If a line below contains the word "current", count it. Please give the total and nothing else.

== Material supplied ==

PR #3250, opened 2025-11-05
[eas-cli] kick off update patch generation if enabled

quinlanj:
# Why

If a user has enabled bundle diffing in their app config (`updates.isBundleDiffingEnabled`), we optimistically kick off patch generation against the second most recent update on the branch. We do this by doing a `HEAD` request for the launch asset with diff headers.

In the future we can be smarter about this by getting stats from clickhouse

# How

- Updated the GraphQL schema with new fields and types
- Updated package dependencies to canary versions:
  - `@expo/config`: 10.0.6 → 12.0.11-canary-20251031-b135dff
  - `@expo/config-plugins`: 9.0.12 → 54.0.3-canary-20251031-b135dff
  - `@expo/prebuild-config`: 8.0.17 → 54.0.7-canary-20251031-b135dff

- Added bundle diffing functionality:
  - Implemented `prewarmDiffingAsync` to optimize update delivery
  - Added `isBundleDiffingEnabled` utility function
  - Moved `UpdatePublishPlatform` type to utils file for better organization

- Updated build script to use `typecheck-for-build` instead of direct tsc call

# Test Plan

- [x] test against a branch with a prior update
- [x] test against a branch with no prior update

### DIFF
--- a/packages/eas-cli/src/update/utils.ts
+++ b/packages/eas-cli/src/update/utils.ts
@@ -293,20 +293,16 @@ export async function prewarmDiffingAsync(
   }[];
 
   for (const update of newUpdates) {
-    try {
-      const manifest = JSON.parse(update.manifestFragment);
-      const launchAssetKey: string | undefined = manifest.launchAsset?.storageKey;
-      const requestedUpdateId: string = update.id;
-      if (!launchAssetKey || !requestedUpdateId) {
-        continue;
-      }
-      toPrewarm.push({
-        update,
-        launchAssetKey,
-      });
-    } catch {
-      // ignore updates without launch assets
+    const manifest = JSON.parse(update.manifestFragment);
+    const launchAssetKey: string | undefined = manifest.launchAsset?.storageKey;
+    const requestedUpdateId: string = update.id;
+    if (!launchAssetKey || !requestedUpdateId) {
+      continue;
     }
+    toPrewarm.push({
+      update,
+      launchAssetKey,
+    });
   }
 
   await Promise.allSettled(
@@ -330,12 +326,12 @@ export async function prewarmDiffingAsync(
           launchAssetKey,
         ]);
         const first = signed?.[0];
-        if (!first?.url || !first?.headers) {
+        if (!first) {
           return;
         }
 
         const headers: Record<string, string> = {
-          ...(first.headers as Record<string, string>),
+          ...(first.headers as Record<string, string> | undefined),
           'expo-current-update-id': nextMostRecentUpdateId,
           'expo-requested-update-id': update.id,
           'expo-embedded-update-id': DUMMY_EMBEDDED_UPDATE_ID,


quinlanj:
* **#3250** <a href="https://app.graphite.com/github/pr/expo/eas-cli/3250?utm_source=stack-comment-icon" target="_blank">Graphite</a> 👈 <a href="https://app.graphite.com/github/pr/expo/eas-cli/3250?utm_source=stack-comment-view-in-graphite" target="_blank">(View in Graphite)</a>
* `main`


<h2></h2>

packages/eas-cli/src/update/utils.ts
```diff
@@ -269,3 +274,108 @@ export function getBranchDescription(branch: UpdateBranchFragment): FormattedBra
     },
   };
 }
+
+export function isBundleDiffingEnabled(exp: ExpoConfig): boolean {
+  return exp.updates?.enableBsdiffPatchSupport === true;
```
wschurman: from in-person discussion in meeting, probably better to just use an `any` cast until the config is released, then upgrade and remove the any cast.

packages/eas-cli/src/update/utils.ts
```diff
@@ -269,3 +274,108 @@ export function getBranchDescription(branch: UpdateBranchFragment): FormattedBra
...
+}
+
+export function withTimeout<T>(promise: Promise<T>, ms: number): Promise<T> {
```
wschurman: can this be simplified by using `Promise.race` and `setTimeout` from `timers/promises`?

```typescript
export async function withTimeoutAsync<T>(promise: Promise<T>, ms: number): Promise<T> {
  return await Promise.race([
    promise,
    (async () => {
      await setTimeout(ms);
      throw new Error(`Timed out after ${ms} ms`);
    })(),
  ]);
}
```
or
```typescript
export async function withTimeoutAsync<T>(promise: Promise<T>, ms: number): Promise<T> {
  return await Promise.race([
    promise,
    setTimeout(ms).then(() => {
      throw new Error(`Timed out after ${ms} ms`);
    }),
  ]);
}
```

packages/eas-cli/src/update/utils.ts
```diff
@@ -269,3 +274,108 @@ export function getBranchDescription(branch: UpdateBranchFragment): FormattedBra
...
+      });
+    } catch {
+      // ignore updates without launch assets
+    }
+  }
+
+  await Promise.allSettled(
+    toPrewarm.map(async ({ update, launchAssetKey }) => {
+      try {
+        // Check to see if there's a second most recent update so we can pre-emptively generate a patch for it
```
wschurman, line 311: I'm having a hard time wrapping my head around whether this needs to take into account per-update rollouts? I _think_ the answer is no, since the control will by definition be the second-most-recent update, but I may be forgetting something.

packages/eas-cli/src/update/utils.ts
```diff
@@ -269,3 +274,108 @@ export function getBranchDescription(branch: UpdateBranchFragment): FormattedBra
...
+
+        const headers: Record<string, string> = {
+          ...(first.headers as Record<string, string>),
+          'expo-current-update-id': nextMostRecentUpdateId,
+          'expo-requested-update-id': update.id,
+          'expo-embedded-update-id': DUMMY_EMBEDDED_UPDATE_ID,
+          'a-im': 'bsdiff',
+        };
+
+        const controller = new AbortController();
```
wschurman: I think `AbortSignal.timeout` is equivalent

wschurman (changes requested):

packages/eas-cli/src/update/utils.ts
quinlanj: i scrapped `withTimeoutAsync` and replaced it with the Abort timeout signal

packages/eas-cli/src/update/utils.ts
quinlanj: should be fine in terms of correctness. in terms of usefulness, if the control update was published much earlier than the rolled out one, there's a good chance we've got people who are running the control update so the patch would be useful. but if they are published close together, the patch will not be a useful optimization in that case

packages/eas-cli/src/update/utils.ts
```diff
@@ -269,3 +274,90 @@ export function getBranchDescription(branch: UpdateBranchFragment): FormattedBra
...
+      if (!launchAssetKey || !requestedUpdateId) {
+        continue;
+      }
+      toPrewarm.push({
+        update,
+        launchAssetKey,
+      });
+    } catch {
+      // ignore updates without launch assets
+    }
```
wschurman: what portion of the code in the `try` can fail? from my read it gracefully handles updates without launch assets so that wouldn't throw. I think the only thing that could throw is the JSON.parse?

I think prefer to not wrap in try/catch here.

```suggestion
    const manifest = JSON.parse(update.manifestFragment);
    const launchAssetKey: string | undefined = manifest.launchAsset?.storageKey;
    const requestedUpdateId: string = update.id;
    if (!launchAssetKey || !requestedUpdateId) {
      continue;
    }
    toPrewarm.push({
      update,
      launchAssetKey,
    });
```

packages/eas-cli/src/update/utils.ts
```diff
@@ -269,3 +274,90 @@ export function getBranchDescription(branch: UpdateBranchFragment): FormattedBra
...
+        const signed = await AssetQuery.getSignedUrlsAsync(graphqlClient, update.id, [
+          launchAssetKey,
+        ]);
+        const first = signed?.[0];
+        if (!first?.url || !first?.headers) {
+          return;
+        }
+
+        const headers: Record<string, string> = {
+          ...(first.headers as Record<string, string>),
```
wschurman: I think URL is required? Or is this checking empty string?

Also since headers is optional I think we should continue with the fetch even if headers is required.


```suggestion
        if (!first) {
          return;
        }

        const headers: Record<string, string> = {
          ...(first.headers as Record<string, string> | undefined),
```

quinlanj:
@wschurman confirming `signedUrls` does return an overriden URL: https://github.com/expo/universe/blob/4eb8286b1e2e257ba13896e5d71836770df887d4/server/www/src/graphql/queries/AssetQuery.ts#L230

===

→ Answer to this problem: 2